Os choques eram de mentira e os que recebiam o choque estavam,
juntamente com os “cientistas”, a serviço do experimento. Apenas os que
aplicavam os choques não sabiam o que se passava. Os resultados foram
absolutamente surpreendentes. Dos 40 participantes, 26 (65%) aplicaram a
carga máxima em seus choques (450 volts), apesar de suas "vítimas"
terem implorado para que parassem. O experimento foi replicado diversas
vezes e o número se manteve por volta de 65%, inclusive em testes em
outros países
Antes de fazer o experimento Milgram fez uma pesquisa com alunos de
Psicologia da Universidade de Yale, nos Estados Unidos, onde era
professor assistente. Nela, perguntou a 14 deles qual o choque máximo
que seria dado em um experimento com 100 pessoas. A média das respostas
foi que apenas 1,2% chegariam a 450 volts – ou seja, 1 em cada 100.
Milgram fez ainda o mesmo com psiquiatras de uma escola de medicina.
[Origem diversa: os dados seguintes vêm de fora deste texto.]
Issue #1625, opened 2022-07-24
make kde inhibit sleep and screen locking when a game is launched


Etaash-mathamsetty:
### Problem description

I'm always annoyed that when I run a game with a controller plugged in, kde always locks the screen after some time. Steam doesn't have this problem because when steam runs a game, steam tells kde to not screen lock/sleep. 

### Feature description

make kde not sleep when playing a game. 

### Alternatives

manually clicking the block screen locking and sleep toggle (I always forget) or gamemode works too

flavioislima:
@Etaash-mathamsetty can you test the PR to see if its working fine now: #1635

Issue #1624, opened 2022-07-24
"current_dxvk" and "current_vkd3d" files not created inside prefix


italoghost:
### Describe the bug

It is happening with The Witcher 2, from GOG - the other games, from Epic, are working just fine: after installing DXVK, a file named "The" would be created on the parent directory:

https://cdn.discordapp.com/attachments/818939754245652490/1000781046419292210/unknown.png

https://cdn.discordapp.com/attachments/818939754245652490/1000781099607261285/unknown.png

Then, every time that I booted the game, Heroic would try to install/update DXVK and VKD3D, even though it was already installed.

Placing manually the "current_" files inside the prefix prevented this from happening.

On the discord server, CommandMC mentioned the that the problem is related to the fact that you are using the command `echo` to write these files.

### Add logs

There is no log

### Steps to reproduce

1. Install "The Witcher 2" from GOG
2. Mark the options to automatic install/update DXVK and VKD3D.
3. Try to boot the game more than once.
4. See that Heroic is trying to install the extensions again.
5. Go to the game prefix and see that the "current_" files are not there.

### Expected behavior

The "current_" files should be created inside the prefix. 

### System Information

- OS [e. g. "Ubuntu"]: Arch Linux GNOME 42 Wayland
- Heroic Version [e. g. 2.1.1]: 2.4.0-beta-2

flavioislima:
Can you try the AppImage from this PR once the build is done? #1635

italoghost:
@flavioislima I tested the AppImage and it successfully installed DXVK and VKD3D and created the "current_" files!

flavioislima:
Nice, thanks for testing. 👍

PR #1635, opened 2022-07-26
[UX] Prevent Display from sleep when playing a game.

flavioislima:
Just add a new handler to prevent the display to go to sleep as asked on #1625 
Added a small fix for #1624  following what @CommandMC said on discord.
I could not reproduce the issue but changing the line to use `writeFileSync` didn't break the functionality.

---


Etaash-mathamsetty:
It doesn't deactivate when I stop playing the game, but steam doesn't even care if the game is running or not so I think it's fine for now

flavioislima:
> It doesn't deactivate when I stop playing the game, but steam doesn't even care if the game is running or not so I think it's fine for now

That's weird because Heroic removes the lock and stop the powersaver blocker so it should get back to normal behavior.
Not a major issue but should work.

flavioislima:
@Etaash-mathamsetty 
pushed a fix, the method to stop the blocker was not always being called, now its working as it should.

Etaash-mathamsetty:
> @Etaash-mathamsetty pushed a fix, the method to stop the blocker was not always being called, now its working as it should.

It's still not working for me...

flavioislima:
> > @Etaash-mathamsetty pushed a fix, the method to stop the blocker was not always being called, now its working as it should.
> 
> It's still not working for me on kde...

Can you run it from terminal and check if it shows a message like: _stopping display power saver blocker_ or something?

Etaash-mathamsetty:
all I get is this
`(16:41:00) INFO:    [Backend]:         Preventing display from sleep`
I do get an error from discord rich presence since I don't have discord installed anymore (I am using webcord), so let me try disabling the discord integration thing

flavioislima:
@Etaash-mathamsetty I totally forgot that KDE showed this information.
I was actually trapped inside a Javascript issue.
The `powerDisplayId` was coming as `0` and since I was checking `if(powerDisplayId)` JS was returning false and not stopping the blocker, changing it to check if it was null fixed it. Now I can see that it disappears from the blocker list, but try again on your machine.

Etaash-mathamsetty:
> @Etaash-mathamsetty I totally forgot that KDE showed this information. I was actually trapped inside a Javascript issue. The `powerDisplayId` was coming as `0` and since I was checking `if(powerDisplayId)` JS was returning false and not stopping the blocker, changing it to check if it was null fixed it. Now I can see that it disappears from the blocker list, but try again on your machine.

works fine now

src/components/UI/SearchBar/index.tsx
```diff
@@ -11,6 +11,11 @@ import ContextProvider from 'src/state/ContextProvider'
 import FormControl from '../FormControl'
 import './index.css'
 
+function fixFilter(text: string) {
+  const regex = new RegExp(/([\\|*|+|(|)|[|]|])+/, 'g')
```
arielj, line 15: we should consider `?` too in this regexp

flavioislima: ok will add it

arielj (approved):
looks good, I haven't had issues with powersaver / screensaver while playing so I don't know how to test this

I was a bit confused about the translations and the extra changes like the searchbar fixes, I think we should try to keep separated fixes in separated PRs so things are easier to follow (I don't think we need to split this PR, but would be nice to not have a mix of unrelated changes xD)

O
resultado: apenas 3,73% daria um choque acima de 300 volts e um número
ínfimo, cerca de 0,1%, chegaria ao valor máximo de 450 volts.
A hipótese de Milgram era de que uma pessoa submetida à pressão da
autoridade tem a tendência de simplesmente obedecer. “As pessoas
aprendem desde crianças que é uma falha moral grave machucar alguém
contra a vontade. Mesmo assim, 26 delas abandonaram este princípio ao
seguir as instruções de uma autoridade que não tinha nenhum poder
especial para fazer com que suas ordens fossem seguidas.
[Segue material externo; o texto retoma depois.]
PR #1641, opened 2022-07-28
Show controller hints depending on focused element (WIP)

arielj:
WIP

This PR adds hints with controller icons so users know what each button does depending on the currently focused element.

image
image
image

Adding this to get some builds to help check different controllers.

---


src/types.ts
```diff
@@ -440,3 +440,9 @@ interface AntiCheatReference {
   date: string
   reference: string
 }
+
+declare global {
+  interface WindowEventMap {
+    'controller-changed': CustomEvent<{ controllerId: string }>
```
arielj, line 446: adding this event so I can send info from the controller helper to the controller component in react

Etaash-mathamsetty:
looks good so far, but the spacing seems off here:
image

arielj:
> looks good so far, but the spacing seems off here: image it seems to happen when the text is too long

yes, I still need to improve the css, locally I made each button space constant and if text is too long it wraps to 2 lines for example:
image

Etaash-mathamsetty:
> > looks good so far, but the spacing seems off here: image it seems to happen when the text is too long
> 
> yes, I still need to improve the css, locally I made each button space constant and if text is too long it wraps to 2 lines for example: image
> 
> there will be weird looking spacing in many cases, it's better to have inconsistent space between elements than having the buttons move when text changes, so we'll have to make that concession, I'll try some things but since that will be translatable too spacing will be problematic
> 
> it's nice to see that it's detecting the PS5 controller for the icons!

Desobedecê-la não traria nenhum dano material para estas pessoas, não
haveria nenhuma punição. Ficou claro pelos comentários e comportamento
de muitas dessas pessoas [que deram os choques] que ao punir as vítimas
elas estavam agindo contra seus valores. Elas expressaram frequentemente
uma desaprovação profunda em dar choques em um homem apesar das suas
reclamações e outras delataram a estupidez e a falta de sentido neste
ato. Mesmo assim a maioria seguiu as ordens”, afirmou Milgram no
artigo.
A complexidade dos resultados obtidos por Milgram pode ser vista muito
na vida diária e, em especial, em situações limite como a que viveu o
mundo durante a Segunda Guerra Mundial. Nela, as atrocidades cometidas
em nome da obediência a um líder durante o período nazista resultaram em
alguns dos maiores crimes contra a humanidade.
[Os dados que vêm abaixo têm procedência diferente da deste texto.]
PR #1646, opened 2022-07-28
[Tech] Add Runner param to all routes

### LINKED ISSUE #1644: [Linux] "Select an alternative EXE to run" file chooser icon does nothing when clicked
### Describe the bug

When trying to set an alternative EXE for a game, clicking the "+" button in the text box does nothing, i.e. no file chooser is launched.

### Add logs

No error is printed, it just doesn't do anything.

### Steps to reproduce

1. Go to Game Settings -> Other
2. Click on the "+" button inside the "Select an alternative EXE to run" text box.
3. Nothing happens.

### Expected behavior

A file chooser should be launched in order for the user to find and select the EXE of their choice.

### Screenshots

_No response_

### System Information

- OS: Arch Linux
- Heroic Version: 2.4.0-beta.2

### Additional information

_No response_

flavioislima:
This is a small but breaking change so appreciate if everyone could test this one.

I basically changed how we use the routes for `gamepage` and `settings` so we can have the `runner` in it, making it easier to make the requests and use it everywhere now that we support more than one store.

So before the routes were like this:
`/gamepage/appName` and `/settings/appname/wine`
now they will be:
`/gamepage/runner(gog or legendary)/appName` and `/settings/runner(app, gog or legendary)/appname/wine`

This change also fixes #1644 

---


arielj (commented):
I can confirm that the steps described in the related issue showed the error without this fix and is fixed with this fix!

One comment about something I noticed (but I don't know if it's caused by this PR of just uncovered by it) is that when I open the game settings from the gear icon in the game card, the Settings button or the Report a problem... link in the game card, I can see the `Save-Sync` option under Game Settings in the sidebar; but if I click in `Game Settings` in the sidebar, the `Save-Sync` option doesn't exist.

I don't know if this error existed before though, because the Game Settings link in the sidebar doesn't work for without this fix (I noticed this with Cyberpunk 2077 from GOG). Not sure if it also happens/happend before.

It's a really minor issue though, doesn't seem to be a blocker if this was present before these changes, I just don't have an installed Epic game with save-sync support.

flavioislima:
I will check if I can reproduce this issue. Might be a routing thing.

flavioislima:
Ok, found a fix for it. Although I think its not ideal to have the game information on the sidebar, since we decided to change that section to game settings, I dont think there is any other way to know if there is cloud save support or not.

Nocccer (changes requested):
Can confirm that nothing breaks. The problem that game settings are shown on not installed games is still there. I think we should not allow manipulate game settings of not yet installed games.

flavioislima:
> Can confirm that nothing breaks. The problem that game settings are shown on not installed games is still there. I think we should not allow manipulate game settings of not yet installed games.

ah, good catch, will fix that.

electron/legendary/eos_overlay/eos_overlay.ts
```diff
@@ -198,7 +203,7 @@ async function isEnabled(appName?: string, runner?: Runner) {
   let enabled = false
 
   let prefix = ''
-  if (isLinux || !(appName && runner)) {
+  if (!isWindows && isLinux && appName && runner) {
```
flavioislima, line 206: The previous check was not working on Windows, it was checking for a winePrefix so it was receiving an empty object and passing to legendary.

Now if it is not Windows it also needs to have an appName and Runner.
Let me know if this makes sense or not @CommandMC

electron/utils.ts
```diff
@@ -549,11 +549,12 @@ const formatEpicStoreUrl = (title: string) => {
 }
 
 function quoteIfNecessary(stringToQuote: string) {
-  if (
-    stringToQuote &&
+  const shouldQuote =
+    typeof stringToQuote === 'string' &&
```
flavioislima, line 553: added one more check here because the function was breaking because sometimes it was receiving an object or array as a variable.

flavioislima:
@Nocccer can you check again since you requested changes?

electron/legendary/eos_overlay/eos_overlay.ts
CommandMC: Right, I see the issue, not sure how that `!` got there.

The `isWindows` check is redundant, `isLinux` and `isWindows` will never both be true at the same time.
```suggestion
  if (isLinux && appName && runner) {
```

flavioislima: That's totally true 👍🏽

Nocccer (changes requested):
I get the bug again, where heroic does not render probably. See video:
Uploading simplescreenrecorder-2022-08-04_15.49.18.mp4…

I wonder how you can pass object or array to a function that expects only string?
Make the type check also in `removeQuoteInNessecary` and adapt the test for both fucntions please. There should be atleast one testcase where you pass a array or object.

flavioislima:
@Nocccer I forgot to fix this bug because it is a pretty edge case. Now I sent a fix to it.

Nocccer (approved):
Could not trigger the bug again. LGTM now.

Mas a questão não é a obediência em si, mas o que se faz com ela (ou em
nome de que ela é utilizada). “...não se deve pensar que todos os atos
de obediência contenha atos de agressividade contra outros. A obediência
serve a inúmeras funções produtivas. Na verdade, a vida em sociedade é
baseada en sua existência. A obediência pode enobrecer e ser educativa e
estar ligada a atos de caridade e bondade assim como de destruição”,
afirma Milgram no artigo.
Talvez o maior valor do experimento de Milgram esteja no fato de ele ter
feito emergir um debate fundamental sobre a condição humana: o quanto
nossos valores pessoais realmente guiam nossas atitudes no mundo real
quando estamos sob o mando de uma “autoridade”. Afinal, na vida, na
maior parte do tempo há uma “autoridade” acima de nós – seja no campo
pessoal, profissional ou espiritual. Cabe a cada um de nós perguntar: o
que eu faço com isso?
*Alessandro
Barros Greco é jornalista e engenheiro mecânico pela POLI-USP. Escreve
sobre ciência desde 1998. Acredita que falar sobre ela ajuda as pessoas a
viver melhor. Foi o terceiro brasileiro a receber a bolsa Knight
Science Journalism Fellowship do Massachusetts Institute of Technology
(MIT).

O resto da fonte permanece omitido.